REQUIRED WORK >> Nothing in the records may be altered; repeat them exactly.

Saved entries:
##########
PR #2483, opened 2023-11-21
Fix grammatical error in XMRig install script

Crilum:
Probably don't merge this until a bigger change has to be made, or the auto-updater updates the version, so we don't unnecessarily trigger updates.

Also, I don't mind if this never gets merged. I just noticed a couple things to make the logging prettier, and... :man_shrugging:

### DIFF
--- a/apps/XMRig/install
+++ b/apps/XMRig/install
@@ -274,5 +274,5 @@ fi
 if [ -s $HOME/.config/xmrig.json ];then
   status "\nSince your configuration is ready to use, you can run 'xmrig' in a terminal to start the miner.\nOtherwize, you can use command-line flags to specify Wallet Address, mining pool, and so forth.\nHave fun!"
 else
-  status "\nSince you don't have a configuration yet, you can either create one later at '$HOME/.config/xmrig.json', or run 'xmrig' with command-line flags specify Wallet Address, mining pool, and so forth.\nHave fun!"
+  status "\nSince you don't have a configuration yet, you can either create one later at '$HOME/.config/xmrig.json', or run 'xmrig' with command-line flags to specify Wallet Address, mining pool, and so forth.\nHave fun!"
 fi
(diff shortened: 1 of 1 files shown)


Botspot:
I had seen somewhere some xmrig devs referring to this as XMRig when the name was being used as a title. Same as us using `pi-apps` and `Pi-Apps` interchangeably.
It was a while back though, and it's possible I just made up the capitalized XMRig word usage. I'd recommend looking at xmrig documentation to see if they always spell it lowercase, or only capitalize the first letter, or capitalize the first three. 
Which by the way makes sense as the actual Monero cryptocurrency has codename XMR, just as Bitcoin's codename is BTC.

Crilum:
Seems like `XMRig` is the official name:

image
image
(from https://xmrig.com)

theofficialgman:
>  or the auto-updater updates the version

well actually I had to disable the auto-updater for xmrig because the xmrig install requires user action and our auto-updater is a computer, not a person, and is incapable of providing this user action 🤖 

if you change the version to latest and find that it is still able to be built and run you are welcome to add that to this PR and we can merge afterwards.

Crilum:
> if you change the version to latest `v6.20.0-mo1` and find that it is still able to be built and run you are welcome to add that to this PR and we can merge afterwards.

Okay. I'll try building with the newest version (in qemu, if it works it's probably a good idea to have someone with an actual Raspberry test it).
Also.. What's the `-mo1` part at the end of the version number? I don't see it on the GitHub Releases..
image

theofficialgman:
> Okay. I'll try building with the newest version (in qemu, if it works it's probably a good idea to have someone with an actual Raspberry test it). Also.. What's the `-mo1` part at the end of the version number? I don't see it on the GitHub Releases.. image

looks like you are on the wrong repo. refer to the install script for `MoneroOcean/xmrig`

Botspot:
Closing this PR as there is nothing to merge. If there is further progress building the latest version, it would be better to discuss that in a new issue.

Issue #2490, opened 2023-11-28
PiGro 24.01 Release Preparation


actionschnitzel:
Hi Pi-Apps Team,

I plan to release PiGro 24.01 in January.
Pi-Apps currently fetches PiGro from GitHub. Whenever I needed to make changes, I submitted a pull request to your repository. However, for the past six months, I have also been providing DEBIAN packages. What is more convenient for you?

This is not a critical issue. I just wanted to let you know in case you need to make major changes that take time.

**New Dependencies:**
- `git`
- `xterm`
- `python3-pil`
- `python3-pil.imagetk`
- `python3-psutil`
- `python3-distro`
- `python3-bs4`
- `python3-dev`
- `python3-requests`
- `mpg123`
- `lolcat`
- `wmctrl`
- `gdebi`
- `mousepad`

(Note: Git may not need to be installed via Pi-Apps)

**Link to Latest Release:**
[PiGro Latest Release](https://github.com/actionschnitzel/PiGro-Aid-/releases/latest)

**DEBIAN Package Download:**
As seen in your FreeTub installer:

```
version=23.04
https://github.com/actionschnitzel/PiGroAid-/releases/download/${version}/pigro_jci-${version%}_all.deb
```

**I would also like to submit updated icons:**
![icon-24](https://github.com/Botspot/pi-apps/assets/67635013/8c90d97e-0e15-48fc-8010-893ab16a10af)
![icon-64](https://github.com/Botspot/pi-apps/assets/67635013/35ada6e3-1a11-41eb-9fb5-cb899b184bb3)

Best regards
Timo

Botspot:
Thanks for the heads-up. We're fine with switching to your deb release. Do you have your own apt repo? If not, that's fine.
This looks like a very simple change. Pi-Apps' main strength is its flexibility. It's a script, so any app can install by any means necessary.
While I could go ahead and make these changes myself, it would probably save us both time if you opened a pull request with the proposed changes. and yes, it looks like a copy of the FreeTube scripts would be a great starting point. This also gives you the chance to shoutout the new features in the description. If you can't tell, I think PiGro is pretty awesome especially for intermediate users who want to get stuff done quickly.

actionschnitzel:
@theofficialgman Wow, good that you've taken a closer look. I am using a script that I found. Must fix this as soon as possible.

actionschnitzel:
Update:
[...]

PR #2492, opened 2023-11-30
PiGro Updated Install Method

actionschnitzel:
I have updated the description. I hope my English makes sense. Additionally, I have updated the icons. I created the install script following the example of the FreeTube installer, and it worked for me.

Regarding the uninstaller, I'm not entirely sure; I'm not a Bash-Ninja... 
Since the old installation method clones to HOME, and the new DEBIAN PACKAGE installs to /opt, the old path must be deleted.
DEBIAN PACKAGE modified as discussed:
closes https://github.com/Botspot/pi-apps/issues/2490

Testing process:

1.Existing PiGro installation via Pi-Apps
2.Replace ~/pi-apps/apps/PiGro
3.PiGro Uninstall (GitHub) (worked)
4.PiGro install (DEB) (worked)


theofficialgman:
> Regarding the uninstaller, I'm not entirely sure; I'm not a Bash-Ninja... Since the old installation method clones to HOME, and the new DEBIAN PACKAGE installs to /opt, the old path must be deleted. DEBIAN PACKAGE modified as discussed: #2490

I took the liberty of simplifying that. There is no need to check if the folders/files exist before attempting to delete them. the `f` option from `rm` already does that. It is a no-operation with exit code 0 if there is nothing to do.

In theory, on upgrades, the old uninstall script gets run and that folder in home and the old .desktop file would already be removed, but sometimes we see strange things from users so you never really know. For a change like this we generally put it in both the install and uninstall script which is what I have done.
##########
YOUR SOLUTION >>
PR #2483, opened 2023-11-21
Fix grammatical error in XMRig install script

Crilum:
Probably don't merge this until a bigger change has to be made, or the auto-updater updates the version, so we don't unnecessarily trigger updates.

Also, I don't mind if this never gets merged. I just noticed a couple things to make the logging prettier, and... :man_shrugging:

### DIFF
--- a/apps/XMRig/install
+++ b/apps/XMRig/install
@@ -274,5 +274,5 @@ fi
 if [ -s $HOME/.config/xmrig.json ];then
   status "\nSince your configuration is ready to use, you can run 'xmrig' in a terminal to start the miner.\nOtherwize, you can use command-line flags to specify Wallet Address, mining pool, and so forth.\nHave fun!"
 else
-  status "\nSince you don't have a configuration yet, you can either create one later at '$HOME/.config/xmrig.json', or run 'xmrig' with command-line flags specify Wallet Address, mining pool, and so forth.\nHave fun!"
+  status "\nSince you don't have a configuration yet, you can either create one later at '$HOME/.config/xmrig.json', or run 'xmrig' with command-line flags to specify Wallet Address, mining pool, and so forth.\nHave fun!"
 fi
(diff shortened: 1 of 1 files shown)


Botspot:
I had seen somewhere some xmrig devs referring to this as XMRig when the name was being used as a title. Same as us using `pi-apps` and `Pi-Apps` interchangeably.
It was a while back though, and it's possible I just made up the capitalized XMRig word usage. I'd recommend looking at xmrig documentation to see if they always spell it lowercase, or only capitalize the first letter, or capitalize the first three. 
Which by the way makes sense as the actual Monero cryptocurrency has codename XMR, just as Bitcoin's codename is BTC.

Crilum:
Seems like `XMRig` is the official name:

image
image
(from https://xmrig.com)

theofficialgman:
>  or the auto-updater updates the version

well actually I had to disable the auto-updater for xmrig because the xmrig install requires user action and our auto-updater is a computer, not a person, and is incapable of providing this user action 🤖 

if you change the version to latest and find that it is still able to be built and run you are welcome to add that to this PR and we can merge afterwards.

Crilum:
> if you change the version to latest `v6.20.0-mo1` and find that it is still able to be built and run you are welcome to add that to this PR and we can merge afterwards.

Okay. I'll try building with the newest version (in qemu, if it works it's probably a good idea to have someone with an actual Raspberry test it).
Also.. What's the `-mo1` part at the end of the version number? I don't see it on the GitHub Releases..
image

theofficialgman:
> Okay. I'll try building with the newest version (in qemu, if it works it's probably a good idea to have someone with an actual Raspberry test it). Also.. What's the `-mo1` part at the end of the version number? I don't see it on the GitHub Releases.. image

looks like you are on the wrong repo. refer to the install script for `MoneroOcean/xmrig`

Botspot:
Closing this PR as there is nothing to merge. If there is further progress building the latest version, it would be better to discuss that in a new issue.

Issue #2490, opened 2023-11-28
PiGro 24.01 Release Preparation


actionschnitzel:
Hi Pi-Apps Team,

I plan to release PiGro 24.01 in January.
Pi-Apps currently fetches PiGro from GitHub. Whenever I needed to make changes, I submitted a pull request to your repository. However, for the past six months, I have also been providing DEBIAN packages. What is more convenient for you?

This is not a critical issue. I just wanted to let you know in case you need to make major changes that take time.

**New Dependencies:**
- `git`
- `xterm`
- `python3-pil`
- `python3-pil.imagetk`
- `python3-psutil`
- `python3-distro`
- `python3-bs4`
- `python3-dev`
- `python3-requests`
- `mpg123`
- `lolcat`
- `wmctrl`
- `gdebi`
- `mousepad`

(Note: Git may not need to be installed via Pi-Apps)

**Link to Latest Release:**
[PiGro Latest Release](https://github.com/actionschnitzel/PiGro-Aid-/releases/latest)

**DEBIAN Package Download:**
As seen in your FreeTub installer:

```
version=23.04
https://github.com/actionschnitzel/PiGroAid-/releases/download/${version}/pigro_jci-${version%}_all.deb
```

**I would also like to submit updated icons:**
![icon-24](https://github.com/Botspot/pi-apps/assets/67635013/8c90d97e-0e15-48fc-8010-893ab16a10af)
![icon-64](https://github.com/Botspot/pi-apps/assets/67635013/35ada6e3-1a11-41eb-9fb5-cb899b184bb3)

Best regards
Timo

Botspot:
Thanks for the heads-up. We're fine with switching to your deb release. Do you have your own apt repo? If not, that's fine.
This looks like a very simple change. Pi-Apps' main strength is its flexibility. It's a script, so any app can install by any means necessary.
While I could go ahead and make these changes myself, it would probably save us both time if you opened a pull request with the proposed changes. and yes, it looks like a copy of the FreeTube scripts would be a great starting point. This also gives you the chance to shoutout the new features in the description. If you can't tell, I think PiGro is pretty awesome especially for intermediate users who want to get stuff done quickly.

actionschnitzel:
@theofficialgman Wow, good that you've taken a closer look. I am using a script that I found. Must fix this as soon as possible.

actionschnitzel:
Update:
[...]

PR #2492, opened 2023-11-30
PiGro Updated Install Method

actionschnitzel:
I have updated the description. I hope my English makes sense. Additionally, I have updated the icons. I created the install script following the example of the FreeTube installer, and it worked for me.

Regarding the uninstaller, I'm not entirely sure; I'm not a Bash-Ninja... 
Since the old installation method clones to HOME, and the new DEBIAN PACKAGE installs to /opt, the old path must be deleted.
DEBIAN PACKAGE modified as discussed:
closes https://github.com/Botspot/pi-apps/issues/2490

Testing process:

1.Existing PiGro installation via Pi-Apps
2.Replace ~/pi-apps/apps/PiGro
3.PiGro Uninstall (GitHub) (worked)
4.PiGro install (DEB) (worked)


theofficialgman:
> Regarding the uninstaller, I'm not entirely sure; I'm not a Bash-Ninja... Since the old installation method clones to HOME, and the new DEBIAN PACKAGE installs to /opt, the old path must be deleted. DEBIAN PACKAGE modified as discussed: #2490

I took the liberty of simplifying that. There is no need to check if the folders/files exist before attempting to delete them. the `f` option from `rm` already does that. It is a no-operation with exit code 0 if there is nothing to do.

In theory, on upgrades, the old uninstall script gets run and that folder in home and the old .desktop file would already be removed, but sometimes we see strange things from users so you never really know. For a change like this we generally put it in both the install and uninstall script which is what I have done.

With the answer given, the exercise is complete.